Before this, the Governor on several occasions summoned the vice-chancellors of state-run and private universities. None turned up for multiple meetings with him. In July 2020, when no vice-chancellor showed up for a virtual conference with him, Mr. Dhankhar dubbed the education system in the State “politically caged”. The Chief Minister had then assured the vice-chancellors that they would not face any action. “ If there is any coercive action against them [vice-chancellors], Bengal will fight that,” she said.
Last year, when Ms. Banerjee’s administration appointed V-Cs for 24 universities, Mr. Dhankhar argued that the appointments carried no legal sanction, adding that he would be forced to take action unless the V-Cs were recalled.
Government schemes and bills
Another disagreement was over Mr. Dhankhar’s mode of communication with bureaucratic officials in the state, which reportedly involved direct summons and ultimatums to submit reports.
Ms. Banerjee last year advised Mr. Dhankhar “to refrain from surpassing the Chief Minister and her Council of Ministers and communicating with and dictating State officials, in excess of your power under the Constitution and directing them to attend before you”. She also advised him to refrain from “seeking reports directly from them”.
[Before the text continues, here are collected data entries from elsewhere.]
PR #198, opened 2020-02-14
add fromPem() to Ed25519PrivateKey, modify fromBytes to accept 48 length Uint8Arrays

Sheng-Long:


src/crypto/Ed25519PrivateKey.ts
```diff
@@ -2,10 +2,37 @@ import * as nacl from "tweetnacl";
...
 import { Ed25519PublicKey } from "./Ed25519PublicKey";
 import { Mnemonic } from "./Mnemonic";
-import { decodeHex, deriveChildKey, ed25519PrivKeyPrefix, encodeHex, pbkdf2, randomBytes } from "./util";
+import { decodeHex, deriveChildKey, ed25519PrivKeyPrefix, encodeHex, pbkdf2, randomBytes, findSubarray, arraysEqual } from "./util";
 import { RawKeyPair } from "./RawKeyPair";
 import { createKeystore, loadKeystore } from "./Keystore";
 import { BadKeyError } from "../errors/BadKeyError";
+import { BadPemFileError } from "../errors/BadPemFileError";
+
+const privateKeyUint8Array: Uint8Array =
```
danielakhterov: Make sure this is "-----BEGIN PRIVATE KEY-----\n"
Also what about using "\n-----END PRIVATE KEY-----\n"

src/crypto/Ed25519PrivateKey.ts
```diff
@@ -204,4 +217,32 @@ export class Ed25519PrivateKey {
...
+     */
+    public static fromPem(pemArray: Uint8Array): Ed25519PrivateKey {
+        const index = findSubarray(pemArray, privateKeyUint8Array);
+
+        if (index === -1) {
+            throw new BadPemFileError();
+        }
+
+        const newPemArray = pemArray.slice(index);
+        const firstNLIndex = newPemArray.findIndex((el) => el === 10);
```
danielakhterov: Perhaps use `Uint8Array.indexOf()` method instead of `Uint8Array.findIndex()` because you're looking for a specific value.

src/crypto/util.ts
```diff
@@ -60,3 +60,30 @@ export function deriveChildKey(
 
     return { keyBytes: digest.subarray(0, 32), chainCode: digest.subarray(32) };
 }
+
+export function findSubarray(array: Uint8Array, subArray: Uint8Array): number {
```
danielakhterov: Add some tests for this, please.

src/errors/BadPemFileError.ts
```diff
@@ -0,0 +1,6 @@
+export class BadPemFileError extends Error {
+    public constructor() {
+        super("Failed to parse .pem file");
```
danielakhterov: Don't use `super(message)` use 
```typescript
super();
this.message = "blah";
```

src/crypto/Ed25519PrivateKey.ts
Sheng-Long: no need, our findSubarrray refactor and fixing the subarray definitions removes the need to find Indexes

src/errors/BadPemFileError.ts
Sheng-Long: changed for each *Error.ts file

src/crypto/util.ts
Sheng-Long: Added a test, do I need multiple?

PR #206, opened 2020-02-20
implement rudimentary DER decoding

abonander:
initial support for encrypted private keys in PEMs since we have to introspect the PKCS#8 `EncryptedPrivateKeyInfo` struct (an example of which I have added to the test)

### DIFF
--- a/src/crypto/der.ts
+++ b/src/crypto/der.ts
@@ -1,0 +1,118 @@
+export type AsnSeq = { seq: AsnType[] }
+export type AsnInt = { int: number }
+export type AsnBytes = { bytes: Uint8Array }
+export type AsnIdent = { ident: string }
+export type AsnNull = null;
+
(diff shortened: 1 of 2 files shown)


src/crypto/der.ts
```diff
@@ -0,0 +1,117 @@
...
+
+export function decodeIncremental(bytes: Uint8Array): [AsnType, Uint8Array] {
+    // slice off the initial tag byte, `decodeLength` returns a slice of the remaining data
+    const [ len, rem ] = decodeLength(bytes.subarray(1));
+    const data = rem.subarray(0, len);
+    const tail = rem.subarray(len);
+
+    switch (bytes[ 0 ]) {
+        case 2:
+            return [{ int: decodeInt(data) }, tail ];
```
abonander: The asymmetry in the spacing rules here really bugs me and there's no way to configure IntelliJ's autoformat to fix this.

abonander:
CC #208

PR #211, opened 2020-02-25
Mnemonic: provide `validate()` method

### LINKED ISSUE #210: Mnemonic constructor should ensure that words are in the BIP-39 standard list
Since generating a key from a mnemonic involves simply passing the phrase through PBKDF2, if an end-user typoes a word in their mnemonic phrase, it will still generate a valid key that they can then use to create an account which they will not likely be able to access again.

As a simple check in `Mnemonic`'s constructor, we can throw an error on any strings that don't appear in the BIP-39 English word list.

abonander:

TODO:
- [x] move validation to a `validate()` method as some clients may be using keys with "bad" mnemonics already
- [x] verify the checksum in the mnemonic: https://github.com/bitcoin/bips/blob/master/bip-0039.mediawiki#generating-the-mnemonic

closes #210


src/crypto/MnemonicError.ts
```diff
@@ -0,0 +1,12 @@
+export class MnemonicError extends Error {
```
mehcode: As we do `BadKeyError` maybe `BadMnemonicError` instead?

abonander: We went with `BadKeyError` instead of `KeyError` because the latter seemed too generic. I don't really feel the same way about `MnemonicError`, however it's also not exactly a hill I'm willing to die on.

PR #218, opened 2020-02-27
Make ContractFunctionResult.get* methods default to 0

Sheng-Long:


src/contract/ContractFunctionResult.ts
```diff
@@ -65,7 +65,11 @@ export class ContractFunctionResult {
         return this.bytes;
     }
 
-    public getString(index: number): string {
+    public getString(index?: number): string {
+        if (index == null) {
+            return Buffer.from(this.getBytes(0)).toString("utf-8");
+        }
+
         return Buffer.from(this.getBytes(index)).toString("utf-8");
```
mehcode: Do `index ?? 0` instead here

src/contract/ContractFunctionResult.ts
```diff
@@ -65,7 +65,11 @@ export class ContractFunctionResult {
         return this.bytes;
     }
 
-    public getString(index: number): string {
+    public getString(index?: number): string {
```
mehcode: We should make this change for all accessors

Sheng-Long: Should this be spun out as an issue, or should it be included in this pr?

mehcode: this PR, we shouldn't merge in a one-off change like this

PR #222, opened 2020-03-10
Use `@stablelib` for encoding and use `SubtleCrypto` if needed.

danielakhterov:


mehcode:
- [ ] Rename `Ed25519PrivateKey.derive` to `Ed25519PrivateKey.derive2` and document that it will eventually replace `derive` in a v2; then, use _just_ node-crypto or stablelibs in derive to avoid the async requirement
 - [ ] Replace `crypto.randomBytes` with tweetnacl
 - [ ] (On browser) Replace `crypto.pbkdf2` with SubtleCrypto or StableLibs ( depending on support for current browser )

Issue #265, opened 2020-08-03
Unused dependencies?


ChALkeR:
E.g. the following don't seem to be imported:

* `@improbable-eng/grpc-web-node-http-transport`
* `@stablelib/hash`
* `browser-headers`
* `fastestsmallesttextencoderdecoder`

PR #266, opened 2020-08-05
chore: remove unused dependencies

ChALkeR:
Fixes: https://github.com/hashgraph/hedera-sdk-js/issues/265

### DIFF
--- a/package.json
+++ b/package.json
@@ -50,9 +50,7 @@
   "dependencies": {
     "@grpc/grpc-js": "^1.1.3",
     "@improbable-eng/grpc-web": "^0.13.0",
-    "@improbable-eng/grpc-web-node-http-transport": "^0.13.0",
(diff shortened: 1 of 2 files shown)


mehcode:
Can you rebase this so we can see if CI will pass with them gone?

ChALkeR:
Rebased.

ChALkeR:
@mehcode Seems like e2e tests require env configuration which is missing here, so they can't possibly pass.
Other tests are passing.

mehcode:
> Seems like e2e tests require env configuration which is missing here, so they can't possibly pass.
Other tests are passing.

Ah. That makes a lot of sense. They are using secret configuration and couldn't pass because this incoming branch is not in the same organization. We should probably separate out the CI. 

Thanks for the catch here regardless.

PR #1237, opened 2022-08-15
chore: make react-native peer dependencies optional

mehcode:
Signed-off-by: Ryan Leckey <ryan@launchbadge.com>

### DIFF
--- a/package.json
+++ b/package.json
@@ -110,5 +110,10 @@
     },
     "peerDependencies": {
         "expo": "^45.0.3"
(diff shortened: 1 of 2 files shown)


danielakhterov:
Btw, we did have this change at one point in the past and it has to be undone. I don't remember what the exact error was nor did I record it, but I do remember _some_ issue happening. Anyways, will merge this _after_ release as to not potentially explode this one.

PR #1240, opened 2022-08-16
fix typo in function name

Shungy:
Fix function name according to documentation.

[Docs](https://docs.hedera.com/guides/docs/sdks/smart-contracts/create-a-smart-contract) state ContractCreateFlow inherits names from ContractCreateTransaction:

> Note: Please refer to ContractCreateTransaction()  for a complete list of applicable methods.

Function's name in ContractCreateTransaction is `setMaxAutomaticTokenAssociations`. Therefore the same name must be used in ContractCreateFlow

### DIFF
--- a/src/contract/ContractCreateFlow.js
+++ b/src/contract/ContractCreateFlow.js
@@ -226,7 +226,7 @@ export default class ContractCreateFlow {
      * @param {number} maxAutomaticTokenAssociation
      * @returns {this}
      */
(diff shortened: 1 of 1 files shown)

Mr. Dhankhar sought information about multiple schemes and operational matters of the State government. Alleging “unconstitutional diversion of funds” to Ms. Banerjee’s ‘Maa’ canteen, which provides subsidised cooked food to the poor, the Governor last December sought the amount and the source of funds spent on the scheme.
In another face-off in December, the Governor, through Twitter, asked the Chief Secretary to furnish information about the government probe into the Pegasus Spyware row. He later alleged that the government had given him “incomplete and selective” information about the inquiry panel for the probe, and issued another ultimatum.
Meanwhile, Ms. Banerjee this year accused Mr. Dhankhar r of tapping the phones of State government officials using Pegasus spyware. “Pegasus is being operated from Raj Bhawan. There is an all-India Pegasus... and from Raj Bhawan, phones are being tapped,” she said.
Ms. Banerjee also flagged that several bills of the government were pending with him, hindering the implementation of policies.
“We have been tolerating this for the past one and a half years. He has blocked every Bill. Even the appointments of State’s Human Rights Commission Chairperson and members of the Information Commission are pending,” she said in January. “Enough is enough,” Ms. Banerjee declared, stating that she had extended all courtesies to the Governor despite not being consulted about his appointment.